=== Begin Enclosure ===
PR #5085, opened 2026-09-10
Filter out What's New messages the user isn't targeted by

kean:
|:---:|

Part of PCIOS-924 (the targeting half; read-state sync is still to come)

The CDN publishes one catalog per platform and locale, so the rest of the targeting is the client's to apply. `WhatsNewMessageFilter` is the one place that decides whether a message is meant for this user: its audiences against the account's tier, its `minimumAppVersion` against the running build, and its `publishedAt`/`expiresAt` against now. The dates are checked here rather than trusted to the catalog because a cached one can outlive a message.

`WhatsNewFeedViewModel` applies the filter before anything else, so it covers both the catalog and the messages-in-hand paths, and the unread count behind the Profile dot can never include a message the feed won't show.

`Version` (in `PocketCastsUtils`) parses a dotted version and compares it component by component — what comparing strings with `.numeric` doesn't give, since `8.1` and `8.1.0` are the same version but aren't equal as text. An unreadable version, an unparsable minimum, or an audience this build doesn't understand hides the message rather than guessing.

## To test

Targeting isn't visible without published test content, so this is mostly covered by the unit tests. To see it end to end:

1. Enable the `whatsNewFeed` flag and restart.
2. Point the app at a catalog with a message targeted at `["patron"]` and one with `"audiences": []`.
3. Open **Profile → What's New** on a free account — only the untargeted message is listed, and it's the only one the unread dot counts.
4. Add a message with `"minimumAppVersion"` above the running build — it doesn't appear. Set it to the running version, or that version with a `.0` on the end, and it does.
5. Add a message with an `expiresAt` in the past — it doesn't appear even once the catalog is cached and you're offline.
=== End Enclosure ===
# The task
For the records above, state how many lines contain "cached". Add nothing to the number.

# Solution
2